Fiona’s face went entirely white, the color draining so fast her makeup looked like a pale mask. “I don’t know what you’re talking about.”

“Marcus,” I nodded toward my attorney.

Marcus stepped forward, opening the leather folder and pulling out three copies of the certified forensic audit. He handed one to Julian, one to Fiona, and tossed the third onto the altar rail right in front of the priest.

“What is this garbage?” Julian snapped, ripping the paper from Marcus’s hand. He glanced down at the columns of numbers, his eyes widening as he recognized the corporate bank accounts of his own firm, intertwined with the routing numbers of my late grandfather’s estate.

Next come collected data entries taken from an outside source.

PR #2931, opened 2018-04-27
DCOS-22338: cleanup Jenkinsfile, remove release parts

juliangieseke:
This PR cleans up our `Jenkinsfile` and reverts most of the release related stuff.

p.s. sorry for this being one big commit, otherwise I'd have to cherrypick from over 50 commits… 😶


Jenkinsfile
```diff
@@ -1,119 +1,75 @@
 #!/usr/bin/env groovy
 
-@Library('sec_ci_libs@v2-latest') _
+@Library("sec_ci_libs@v2-latest") _
```
DanielMSchmidt: It's not blocking for me, but could we have these style changes in a seperate commit next time? They are confusing to review

Jenkinsfile
```diff
@@ -146,32 +102,48 @@ pipeline {
...
-
-          sh "CREATE_RELEASE=1 PUSH_RELEASE=1 ./scripts/ci/bump-version"
+        build job: "frontend/dcos-ui-ee-pipeline/" + env.BRANCH_NAME.replaceAll("/", "%2F")
+      }
+    }
+  }
 
-          sh "./scripts/ci/release-version"
-        }
+  post {
```
DanielMSchmidt: These changes are not really in the same scope as "Removing release parts". Can we please add them in a separate commit / PR / Ticket and not scope creep here? Don't get me wrong, I like the change in general, but we are not showing our real performance if we do stuff like this "just on the side". Sorry for being picky here 🙈

juliangieseke: This PR is about wrapping up my work done in the `feature/ci` branch. not _only_ about removing release stuff. so no scope creep here 👍

Jenkinsfile
juliangieseke: You're right, but please consider my comment in the PR description, I created a new branch from master and copied over the Jenkinsfile - then deleted the release related parts.

Jenkinsfile
DanielMSchmidt: Okay, I see the slack send in the Jira body

Jenkinsfile
DanielMSchmidt: I think workflow issues shouldn't reflect on the commit history when it comes to a PR. But that might be my very own point of view on this. IMHO typing is not the bottlneck in this work here, so there could have been other approaches. Just pointing this out 😇

Jenkinsfile
juliangieseke: yeah, because I added it :trollface:

DanielMSchmidt: Is this how we work now? 😕

juliangieseke: I forgot it in the first place, you've been picky, I've added it… I guess thats a "yes"?

DanielMSchmidt: Detail and scope are very different things, we should make clear we don't mix them here

juliangieseke: Thats what I'm talking about. The *scope* of this ticket is to wrap up the work done on `feature/ci` - while creating this ticket, I forgot to add a *detail* and might have written a bad description, but there was no scope creep.

DanielMSchmidt: Okay, now I got you 👍 So the main problem was the ambiguity of the ticket itself, because "cleaning up" is very vague, got it 👍 Let's make sure we make clearer tickets next time, I will have an extra focused view on that next sprints :)

juliangieseke: I'm more then happy about any help I can get with cleaning up our old Epics and moving them under https://jira.mesosphere.com/browse/PRODUCT-1000 👍 just ping me, if you want to help.

PR #2935, opened 2018-04-29
DCOS-22443: guard host.framework_ids before accessing it

juliangieseke:
This should fix our NodePage flaky test… There was a Stacktrace all the time btw :(
https://jenkins.mesosphere.com/service/jenkins/blue/organizations/jenkins/frontend%2Fdcos-ui-oss-pipeline/detail/PR-2930/5/tests/


juliangieseke:
If there’s a util for doing this we should use it - feel free to block this PR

“That is a formal notice of a frozen asset injunction,” Marcus announced, his voice carrying through the vaulted ceiling of the church like a thunderclap. “As of nine o’clock this morning, the state supreme court has placed a temporary restraining order on all personal and corporate accounts tied to Julian Vance and Fiona Hayes. The underlying cause is grand larceny, corporate embezzlement, and fraud.”

The chapel erupted into chaos. Whispers turned into loud murmurs. Julian’s mother stood up, screaming at the top of her lungs, “Call security! Get these liars out of my son’s wedding!”

“Shut up, Eleanor,” I said, turning my head slightly to look at her. The sheer ice in my voice stopped her dead in her tracks.

I turned back to Julian, who was staring at the papers in absolute horror. He looked at Fiona, his voice cracking. “Fiona… what did you do? You said this money was from your family’s trust. You said you legally transferred it.”